Question

There are some frameworks that fully embraces the typeclass pattern. scalaz and shapeless would be good examples. So there are certainly some cases where typeclasses are preferable over normal java classes and polymorphism.

I awe implicit evidence expression power and I'm curious why this method suffer a shortage of practical applications. What reasons compel scala programmers to use basic classes. The typeclasses obviously cost in verbosity and run-time, but is there any other reason?

I came to scala without prior java experience and wonder if I've missed some essential benefits that classic scala-java classes may give.
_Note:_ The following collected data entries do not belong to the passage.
PR #1338, opened 2016-09-12
Fix paths to privacy & terms pages in Django

lmorchard:
These things moved with the changes to static build & deployment. Derp.


dannycoates:
LGTM

PR #1348, opened 2016-09-14
Sort experiment cards by id, extract experiment list into component

lmorchard:
No issue, but following up @johngruen's [last comment on 1307](https://github.com/mozilla/testpilot/issues/1307#issuecomment-247060129)

### DIFF
--- a/frontend/src/app/components/ExperimentCardList.js
+++ b/frontend/src/app/components/ExperimentCardList.js
@@ -1,0 +1,29 @@
+import React from 'react';
+import ExperimentRowCard from './ExperimentRowCard';
+import Loading from './Loading';
+
+export default function ExperimentCardList({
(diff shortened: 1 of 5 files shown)


dannycoates (approved):
This LGTM. I find the whole `isExperimentEnabled` thing a bit awkward, but not a blocker.

lmorchard:
> This LGTM. I find the whole isExperimentEnabled thing a bit awkward, but not a blocker.

Yeah, I'm trying to find a better way to do that. What we had before (`experiment.enabled`) is a little harder here, because actually that info is represented in the installed list we get from the add-on. That list and the list of experiments each come in async from each other and they can change, so it's a little hard to mash them together & keep them in sync. That `isExperimentEnabled` thing is a helper I made as a compromise

lmorchard:
Hmm, this reviewer thing is kind of neat

PR #1353, opened 2016-09-14
make survey optional after rating

### LINKED ISSUE #1327: Make feedback survey optional after heartbeat trigger
Currently we pop a survey straight from the heartbeat rating.
Let's see what happens if we issue a 'thank you' then give users the choice to take a quick survey.

dannycoates:
fixes #1327 

Testing this is currently as hard as it ever was. What I did was comment out the restrictive bits of  `init` to:

``` js
function init() {
  // wait about 10 minutes before prompting user for survey
  // setTimeout(() => {
    // Only check/ask for survey if the user has addons installed.
    if (store.installedAddons && Object.keys(store.installedAddons).length) {
      const experiment = getRandomExperiment();
      const interval = checkInstallDate(experiment.installDate, experiment.addon_id);
      // if (!interval) return;
      launchSurvey(experiment, interval);
    }
  // }, TEN_MINUTES);
}
```

Maybe an about:config flag would be a good way to force it to show...

### DIFF
--- a/addon/lib/survey.js
+++ b/addon/lib/survey.js
@@ -9,8 +9,9 @@
  *   https://github.com/lmorchard/fireriver/blob/master/lib/main.js#L369
  *   & https://dxr.mozilla.org/mozilla-central/source/browser/components/uitour/UITour.jsm
  */
-const {Cc, Ci} = require('chrome');
-const {setTimeout} = require('sdk/timers');
+
+const { Services } = require('resource://gre/modules/Services.jsm');
+const { setTimeout, clearTimeout } = require('sdk/timers');
 const tabs = require('sdk/tabs');
 const querystring = require('sdk/querystring');
 const store = require('sdk/simple-storage').storage;
@@ -18,7 +19,7 @@ const store = require('sdk/simple-storage').storage;
 const NUM_STARS = 5; // Number of survey stars
 const TEN_MINUTES = 60 * 1000 * 10;
 
-module.exports = {init: init, destroy: destroy};
+module.exports = {init, destroy, launchSurvey};
 
 // set timecheck flags for initial run.
 if (store.surveyChecks === undefined) store.surveyChecks = {};
@@ -31,7 +32,10 @@ function init() {
   setTimeout(() => {
     // Only check/ask for survey if the user has addons installed.
     if (store.installedAddons && Object.keys(store.installedAddons).length) {
-      showRandomSurvey(getRandomExperiment());
+      const experiment = getRandomExperiment();
+      const interval = checkInstallDate(experiment.installDate, experiment.addon_id);
+      if (!interval) return;
+      launchSurvey(experiment, interval);
     }
   }, TEN_MINUTES);
 }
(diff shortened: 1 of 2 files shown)


lmorchard:
> Testing this is currently as hard as it ever was.

Haven't skimmed the code yet, but is there a way you could wrap this stuff in unit tests?

dannycoates:
@rayborn I added the `surveyClicked` parameter which will be `true` if the user clicked the button and `false` if they didn't. A complete url will look something:

https://qsurvey.-------.com/s3/no-more-404s?id=wayback_machine%40mozilla.org&installed%5B0%5D=wayback_machine%40mozilla.org&rating=5&interval=2&surveyClicked=false

dannycoates:
> is there a way you could wrap this stuff in unit tests?

Probably, but it's mostly ui code. After mocking all that there isn't much unit left to test.

ghost:
Great, I'll take a look tomorrow morning (Ping me if you feel that this should be prioritized)

dannycoates:
@lmorchard I added some tests for `init`. I think the rest will require integration tests.

lmorchard (approved):
Did the quick tweaks to init to force display of the survey bar, tried rating without survey, tried with survey - everything works for me!

addon/lib/survey.js
```diff
@@ -81,61 +75,34 @@ function checkInstallDate(installDate, addonId) {
...
+    .then(
+      rating => {
+        const urlParams = {
+          id: experiment.addon_id,
+          installed: Object.keys(store.installedAddons),
+          surveyClicked: false,
+          rating,
+          interval
+        };
+        return showSurveyButton({ experiment })
```
lmorchard, line 84: Only nit I'd have here is rather than use resolve / reject to detect whether the button was clicked or not, resolve a boolean and switch on that. Promise rejection, to me, usually means we should bail out of the whole process because there was an error

dannycoates: Yeah, I generally agree, and I thought about doing it that way too. The trivial reason I went this way was so that the `rating` from `showRating` wouldn't need to be null checked. Then to be consistent with that I went the same way with `showSurveyButton`... A _VERY_ trivial difference that I'm not strongly attached to at all.

dannycoates: Actually you're right... rejecting a promise for expected control flow is bad form. I've changed it.

ghost:
I was confused on why this wasn't working, but then I read more of SG's documentation on partial survey responses and it turns out [partials are only recorded if users complete at least one page.](https://help.surveygizmo.com/help/response-status)

So the bad news is that we're not going to get these users, but the good news is that this is at parity with our current approach.   We can remove the GET since it's not going to be recorded.

Long term I'd still suggest Telemetry as the end-goal, but this is a step up from what we have, so I'm fine from a data perspective.

dannycoates:
@rayborn that's a bummer.

@chuckharmston @lmorchard Is it as easy as something like this to add the rating to telemetry?

``` js
Metrics.pingTelemetry({ addon_id, rating, interval }, 'rating', Date.now());
```

ghost:
Since we have parity, let's land this and file a separate issue to add telemetry.  I think it is as easy as your comment, but I'd like approval from ilana or sunah

chuckharmston:
> @chuckharmston @lmorchard Is it as easy as something like this to add the rating to telemetry?

Not quite, but close: https://github.com/mozilla/testpilot/blob/master/addon/lib/metrics.js#L117-L121

PR #1354, opened 2016-09-14
Turn off enable button animation when download ends in error

### LINKED ISSUE #1352: When a download fails the button remains in the enabling state.
[As reported](https://github.com/mozilla/testpilot/issues/1307#issuecomment-246845942) by @dannycoates in #1307:

> When a download fails the button remains in the enabling state.
> 
> screen shot 2016-09-13 at 2 54 14 pm

lmorchard:
Fixes #1352


lmorchard:
@dannycoates - I think this fixes the download button thing

lmorchard:
Updated commit to fix some linting goofs

dannycoates (approved):
The logic is sort of confusing, but it works. Onward and upward!

lmorchard:
Yeah, I kind of think most of what I'm doing here with looking up the experiment from slug should be handled somehow in the router, but my React-fu isn't strong enough to figure that out yet

PR #1357, opened 2016-09-15
Don't merge - Revert 2c570, 'Use mozAddonManager to install Test Pilot extension when available.'

chuckharmston:
Please don't merge this; I'm putting it up in the event that we are unable to get whitelisted.


chuckharmston:
Closing in favor of #1360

I'm searching for some spectacular use cases showing areas where typeclasses are insufficient or ineffective.

Was it helpful?

Solution

Typeclasses and inheritance enable reuse in different ways. Inheritance excels at providing correct functionality for changed internals.
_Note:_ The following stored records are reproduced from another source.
Issue #1350, opened 2016-09-14
Update docs to describe new static generation & React architecture


lmorchard:
It's all still kind of a mystery. And not the good kind.

PR #1361, opened 2016-09-15
Require ENABLE_PONTOON=1 during frontend build to include Pontoon JS in pages

### LINKED ISSUE #1356: Remove pontoon.js from production instance
The [pontoon.js](https://developer.mozilla.org/en-US/docs/Implementing_Pontoon_Mozilla) script is required to allow in-page localization of Test Pilot with [Pontoon](https://pontoon.mozilla.org/).

It only has to be loaded in the environment that is used for in-page localization, e.g. staging server. You can remove it from the production instance.

lmorchard:
Fixes #1356

### DIFF
--- a/bin/circleci/build-frontend.sh
+++ b/bin/circleci/build-frontend.sh
@@ -2,7 +2,11 @@
 set -ex
 npm install
 if [[ " $TESTPILOT_STATIC_BRANCHES " =~ " $CIRCLE_BRANCH " ]]; then
-    npm run static
+    if [[ " $TESTPILOT_ENABLE_PONTOON_BRANCHES " =~ " $CIRCLE_BRANCH " ]]; then
+        NODE_ENV=production ENABLE_PONTOON=1 npm run static
+    else
+        NODE_ENV=production ENABLE_PONTOON=0 npm run static
+    fi
 else
     npm run build
 fi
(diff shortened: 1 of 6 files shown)


lmorchard:
This should exclude the Pontoon script tag by default on all pages, _unless_ ENABLE_PONTOON=1 is set during frontend build. That's enabled in this PR for develpoment-static branch, but it should be off for any other deployments in the future.

You can test this locally by running gulp and verifying that there's no Pontoon script tag on the page. Restart with `ENABLE_PONTOON=1 gulp` and the script tag should appear.

chuckharmston (changes requested):
This looks great!

Only nit: this seems like the sort of thing we should be documenting.

ghost:
Thanks for cooking this up, Les and for reviewing it, Chuck

lmorchard:
> Only nit: this seems like the sort of thing we should be documenting.

Definitely a good point. One caveat is that the static build system isn't documented at all yet, so there's not really a good place to put just the mention of this flag right now. Hoping to work on those docs today for #1350

lmorchard:
May collide with PR #1366, but I added a section to deployment docs describing how ENABLE_PONTOON is used.

chuckharmston (approved):

Issue #1351, opened 2016-09-14
Update & re-enable frontend unit tests for React


lmorchard:
Everything's different. The old frontend tests don't work. We should either port them or write new ones. Maybe with [Mocha](https://mochajs.org/) + [Enzyme](http://airbnb.io/enzyme/)?

lmorchard:
Going to say this is closed, though frontend tests need to be backfilled now that we have a system to support them

PR #1365, opened 2016-09-16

class Foo { def foo: String = "foo" }
def fooUser(foo: Foo) { println(foo.foo) }

class Bar extends Foo {
  private var annotation = List.empty[String]
  def annotate(s: String) { annotation = s :: annotation }
  override def foo = ("bar" :: annotation.map("@" + _)).mkString(" ")
}

Now, everyone who uses Foo will be able to get the correct value if you give them a Bar, even if they only know that the type is a Foo. You don't have to have anticipated that you might want pluggable functionality (except by not labeling foo final). You don't need to keep track of the type or keep passing a witness instance forwards; you just use Bar wherever you want in place of Foo and it does the right thing. This is a big deal. If you want a fixed interface with easily-modifiable functionality under the hood, inheritance is your thing.

In contrast, inheritance is not so great when you have a fixed set of data types with easily-modifiable interface. Sorting is a great example. Suppose you want to sort Foo. If you try

class Foo extends Sortable[Foo] {
  def lt(you: Foo) = foo < you.foo
  def foo = "foo"
}

you could pass this to anything that could sort a Sortable. But what if you want to sort by length of name not with the standard sort? Well,

class Foo extends LexicallySortable[Foo] with LengthSortable[Foo] {
  def lexicalLt(you: Foo) = foo < you.foo
  def lengthLt(you: Foo) = foo.length < you.foo.length
  def foo = "foo"
}

This rapidly becomes hopeless, especially since you have to hunt down all subclasses of Foo and make sure they are updated properly. You are much better off deferring the less-than computation to a typeclass which you can swap out as needed. (Or to a regular class, which you must always reference explicitly.) This kind of automatically-selected functionality is also a big deal.

You can't really replace one with the other. When you need to easily incorporate new kinds of data to a fixed interface, use inheritance. When you need a few kinds of underlying data but need to easily supply new functionality, use type classes. When you need both, you will have a lot of work to do whichever way you go about it, so use to taste.